Cole had found that he was good at the precision work required for making knives, though not yet as good as Hollis had been. If he ever got home again, he would be glad to get back to turning blanks of steel into knives, improving his craft with each one.
When Cole was finished with the rifle, he looked at all the pieces spread out on the blanket. By themselves, they were simply parts. Chunks of metal. One by one, he reassembled them expertly, each piece of metal fitting smoothly into the other until the rifle was whole again, gleaming and deadly with purpose.
Cole took the rifle back to the tent where, once again, the kid was already asleep, exhausted from a day of sentry duty. Cole felt tired himself, and he felt that pang of hunger in his belly, a good kind of hunger, an ache of animal drive.

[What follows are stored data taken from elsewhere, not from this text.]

PR #1548, opened 2024-07-16
Fix bug in updateWorkflowByID

Quinn-With-Two-Ns:
`updateWorkflowByID` was not targeting the correct workflow handle. This caused updating a child workflow to fail.


cretz (approved):

dandavison (approved):
LGTM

He reckoned that maybe he'd just had a run of bad luck up there across from Sniper Ridge, but he was going to show the Chinese enemy that on a good day, there was no beating Caje Cole.
He curled himself around the rifle and slept a blessedly dreamless sleep.
Chapter Twenty-Two
Cole was up before first light, the critter deep within him uncurling its claws as he set out from camp in a killing mood. The morning dawned cold and crisp, sharp as the edge of a knife and gleaming like a blade once the sun crept over the mountaintops. The rifle felt cold and deadly in his hands.
His preparations the previous day had honed him to a sharp point, but the truth was, he had been preparing for moments like this his whole life. He was a hunter by nature. Now, it was time to hunt the enemy.
His time might be limited. The orders that had come around for another attack on Sniper Ridge meant that he might be on the wrong side when the shooting started. He would just have to figure that out when the time came.
Leaving alone felt right because this was a one-man job. He didn't need to worry about getting anyone else killed. It was going to come down to him and the Chinese sniper. One of them was not going to survive this morning, and Cole was determined to make sure that it was going to be the other guy who didn’t make it.
His plan was a little crazy, the kind of thing you usually cooked up over too much moonshine and then worked to forget about the next morning, along with your aching head. But Cole set out to make it happen. As he climbed the ridge he thought, ain't no goin' back now.
He climbed toward the front line of American defenses, off on the left flank. The men were more spread out here because the threat of a full-on Chinese attack was unlikely. The heaviest defenses were centered along the lower point of the ridge above the base camp. The Americans depended on the rough landscape itself to do a better job of defending their position than any rows of concertina wire.
He spoke in a hushed tone to a couple of soldiers in a foxhole.
"Been quiet around here?"
"Thought we heard some enemy troops last night, but didn't see anything," the GI said.
Cole nodded. "You probably heard right. My guess is that they come and go through here. Listen, I'm gonna move out in front of you. Spread the word. Don't go shooting me."
"You're headed the wrong way," the GI told him. "Nothing out there but rocks and Chinese."